*Requirement*.
Taking each line of the material in turn, count those with the string "linked" and answer with the count alone.

*Input material*.
________________________
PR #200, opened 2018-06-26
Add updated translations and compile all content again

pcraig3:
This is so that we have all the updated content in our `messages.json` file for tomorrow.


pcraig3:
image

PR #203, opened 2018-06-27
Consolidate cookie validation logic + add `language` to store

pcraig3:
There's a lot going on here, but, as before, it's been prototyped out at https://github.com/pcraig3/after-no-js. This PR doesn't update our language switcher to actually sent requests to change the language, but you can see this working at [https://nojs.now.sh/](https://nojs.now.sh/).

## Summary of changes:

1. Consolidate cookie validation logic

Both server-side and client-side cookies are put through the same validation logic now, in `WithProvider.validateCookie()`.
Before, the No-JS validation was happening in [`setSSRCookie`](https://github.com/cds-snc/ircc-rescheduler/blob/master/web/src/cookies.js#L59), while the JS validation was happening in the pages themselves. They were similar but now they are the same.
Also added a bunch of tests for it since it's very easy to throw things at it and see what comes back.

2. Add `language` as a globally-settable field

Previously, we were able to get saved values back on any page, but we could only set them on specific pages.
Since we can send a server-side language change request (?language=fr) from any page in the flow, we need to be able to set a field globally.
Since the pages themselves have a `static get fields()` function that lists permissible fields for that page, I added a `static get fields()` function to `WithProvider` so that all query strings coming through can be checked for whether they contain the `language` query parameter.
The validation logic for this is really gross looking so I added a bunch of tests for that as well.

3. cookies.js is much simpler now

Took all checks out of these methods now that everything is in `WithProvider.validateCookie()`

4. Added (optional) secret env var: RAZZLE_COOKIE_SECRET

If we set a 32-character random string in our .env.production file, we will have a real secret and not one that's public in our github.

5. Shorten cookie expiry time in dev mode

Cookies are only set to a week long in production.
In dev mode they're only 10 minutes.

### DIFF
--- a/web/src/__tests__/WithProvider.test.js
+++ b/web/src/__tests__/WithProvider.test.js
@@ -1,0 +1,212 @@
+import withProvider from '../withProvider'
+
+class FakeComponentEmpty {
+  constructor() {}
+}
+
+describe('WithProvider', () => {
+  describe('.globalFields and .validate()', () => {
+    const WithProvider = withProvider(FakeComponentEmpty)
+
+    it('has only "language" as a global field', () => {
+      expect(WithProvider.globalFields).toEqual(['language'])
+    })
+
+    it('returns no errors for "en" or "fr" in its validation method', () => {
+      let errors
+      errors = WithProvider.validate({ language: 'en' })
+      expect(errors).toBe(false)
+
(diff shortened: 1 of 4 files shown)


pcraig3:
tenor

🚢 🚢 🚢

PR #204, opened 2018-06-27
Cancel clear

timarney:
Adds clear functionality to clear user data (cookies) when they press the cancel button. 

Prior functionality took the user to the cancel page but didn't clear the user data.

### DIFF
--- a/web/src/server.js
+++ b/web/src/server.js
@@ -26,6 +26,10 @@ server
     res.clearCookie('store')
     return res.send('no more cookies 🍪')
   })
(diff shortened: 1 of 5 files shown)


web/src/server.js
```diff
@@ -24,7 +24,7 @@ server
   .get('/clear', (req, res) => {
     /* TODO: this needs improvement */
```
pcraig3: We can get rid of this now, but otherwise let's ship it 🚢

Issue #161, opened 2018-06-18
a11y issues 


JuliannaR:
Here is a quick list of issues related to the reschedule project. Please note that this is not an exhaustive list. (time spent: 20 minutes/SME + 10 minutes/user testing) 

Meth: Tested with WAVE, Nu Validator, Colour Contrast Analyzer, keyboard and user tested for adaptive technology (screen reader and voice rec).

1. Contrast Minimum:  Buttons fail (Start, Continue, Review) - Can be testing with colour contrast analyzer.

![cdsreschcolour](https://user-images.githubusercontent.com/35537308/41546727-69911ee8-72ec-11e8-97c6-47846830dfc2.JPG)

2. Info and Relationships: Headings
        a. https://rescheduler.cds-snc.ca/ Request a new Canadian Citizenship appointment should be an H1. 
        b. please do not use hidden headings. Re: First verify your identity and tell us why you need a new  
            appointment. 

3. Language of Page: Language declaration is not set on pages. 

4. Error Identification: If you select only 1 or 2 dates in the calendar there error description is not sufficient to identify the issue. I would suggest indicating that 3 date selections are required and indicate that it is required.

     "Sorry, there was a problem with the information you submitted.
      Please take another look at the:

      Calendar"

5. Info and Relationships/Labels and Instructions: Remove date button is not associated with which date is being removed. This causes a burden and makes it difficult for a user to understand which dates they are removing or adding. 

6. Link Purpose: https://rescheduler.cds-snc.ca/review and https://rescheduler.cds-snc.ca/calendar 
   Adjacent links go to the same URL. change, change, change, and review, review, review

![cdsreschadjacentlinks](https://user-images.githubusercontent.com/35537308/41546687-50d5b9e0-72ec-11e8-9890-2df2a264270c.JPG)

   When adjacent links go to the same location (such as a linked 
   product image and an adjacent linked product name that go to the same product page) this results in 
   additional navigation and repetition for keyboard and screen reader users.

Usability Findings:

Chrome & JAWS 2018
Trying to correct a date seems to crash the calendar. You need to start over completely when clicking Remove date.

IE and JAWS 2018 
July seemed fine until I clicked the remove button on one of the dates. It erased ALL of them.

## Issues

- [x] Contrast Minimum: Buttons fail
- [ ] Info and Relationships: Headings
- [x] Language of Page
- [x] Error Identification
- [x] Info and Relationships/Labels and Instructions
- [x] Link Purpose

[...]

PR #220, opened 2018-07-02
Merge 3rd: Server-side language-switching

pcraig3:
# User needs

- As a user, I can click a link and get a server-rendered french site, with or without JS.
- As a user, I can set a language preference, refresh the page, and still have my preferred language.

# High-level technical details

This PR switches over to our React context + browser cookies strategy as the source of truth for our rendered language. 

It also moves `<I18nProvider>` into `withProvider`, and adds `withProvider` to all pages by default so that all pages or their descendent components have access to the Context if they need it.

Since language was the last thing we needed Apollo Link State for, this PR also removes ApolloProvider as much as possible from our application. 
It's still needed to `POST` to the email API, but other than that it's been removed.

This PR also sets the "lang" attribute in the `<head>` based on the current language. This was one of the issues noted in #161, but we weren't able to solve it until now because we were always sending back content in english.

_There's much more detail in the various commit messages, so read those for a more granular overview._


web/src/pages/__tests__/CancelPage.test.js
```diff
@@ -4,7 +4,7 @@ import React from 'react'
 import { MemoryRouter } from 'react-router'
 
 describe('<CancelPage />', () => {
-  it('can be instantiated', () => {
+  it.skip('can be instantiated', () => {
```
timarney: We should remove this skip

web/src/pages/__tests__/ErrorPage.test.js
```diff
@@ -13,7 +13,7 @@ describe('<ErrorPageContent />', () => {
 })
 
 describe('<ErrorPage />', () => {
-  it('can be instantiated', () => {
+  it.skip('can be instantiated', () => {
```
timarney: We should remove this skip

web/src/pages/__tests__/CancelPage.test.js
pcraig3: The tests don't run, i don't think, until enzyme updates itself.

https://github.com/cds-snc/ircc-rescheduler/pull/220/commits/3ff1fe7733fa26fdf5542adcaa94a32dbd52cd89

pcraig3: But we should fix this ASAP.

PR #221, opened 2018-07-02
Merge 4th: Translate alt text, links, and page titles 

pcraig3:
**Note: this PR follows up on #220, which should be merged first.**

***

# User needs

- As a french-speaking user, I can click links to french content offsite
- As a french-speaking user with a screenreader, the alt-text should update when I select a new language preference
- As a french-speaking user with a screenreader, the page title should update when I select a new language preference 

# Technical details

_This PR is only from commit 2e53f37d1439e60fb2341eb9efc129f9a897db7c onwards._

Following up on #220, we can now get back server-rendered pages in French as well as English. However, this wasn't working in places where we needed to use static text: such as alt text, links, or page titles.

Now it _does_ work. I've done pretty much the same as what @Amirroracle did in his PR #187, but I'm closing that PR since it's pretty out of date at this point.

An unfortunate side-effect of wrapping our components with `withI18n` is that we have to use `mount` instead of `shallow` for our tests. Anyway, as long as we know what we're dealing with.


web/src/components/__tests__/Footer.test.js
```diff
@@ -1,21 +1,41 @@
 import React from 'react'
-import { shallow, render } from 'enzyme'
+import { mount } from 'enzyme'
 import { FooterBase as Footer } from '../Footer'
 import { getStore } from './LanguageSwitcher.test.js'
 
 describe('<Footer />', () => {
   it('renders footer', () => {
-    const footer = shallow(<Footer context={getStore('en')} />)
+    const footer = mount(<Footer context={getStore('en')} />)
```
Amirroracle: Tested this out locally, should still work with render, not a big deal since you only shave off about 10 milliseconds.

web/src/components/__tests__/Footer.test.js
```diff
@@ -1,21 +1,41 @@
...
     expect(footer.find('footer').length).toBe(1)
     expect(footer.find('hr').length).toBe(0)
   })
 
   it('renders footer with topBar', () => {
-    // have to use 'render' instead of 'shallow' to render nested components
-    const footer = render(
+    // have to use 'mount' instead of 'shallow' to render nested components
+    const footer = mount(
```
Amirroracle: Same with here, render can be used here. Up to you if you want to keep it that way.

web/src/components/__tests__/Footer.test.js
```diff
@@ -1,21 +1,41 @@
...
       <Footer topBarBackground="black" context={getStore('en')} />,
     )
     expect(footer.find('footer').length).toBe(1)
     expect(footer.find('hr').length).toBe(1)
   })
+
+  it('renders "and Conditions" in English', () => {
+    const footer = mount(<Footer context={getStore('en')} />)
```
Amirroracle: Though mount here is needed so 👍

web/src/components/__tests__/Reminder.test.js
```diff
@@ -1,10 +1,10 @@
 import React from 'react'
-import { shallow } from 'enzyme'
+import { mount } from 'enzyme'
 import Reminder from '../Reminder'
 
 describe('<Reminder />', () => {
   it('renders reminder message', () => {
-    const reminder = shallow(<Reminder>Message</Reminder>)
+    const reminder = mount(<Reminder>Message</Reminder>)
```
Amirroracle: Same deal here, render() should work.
________________________
*Exercise answer*.
2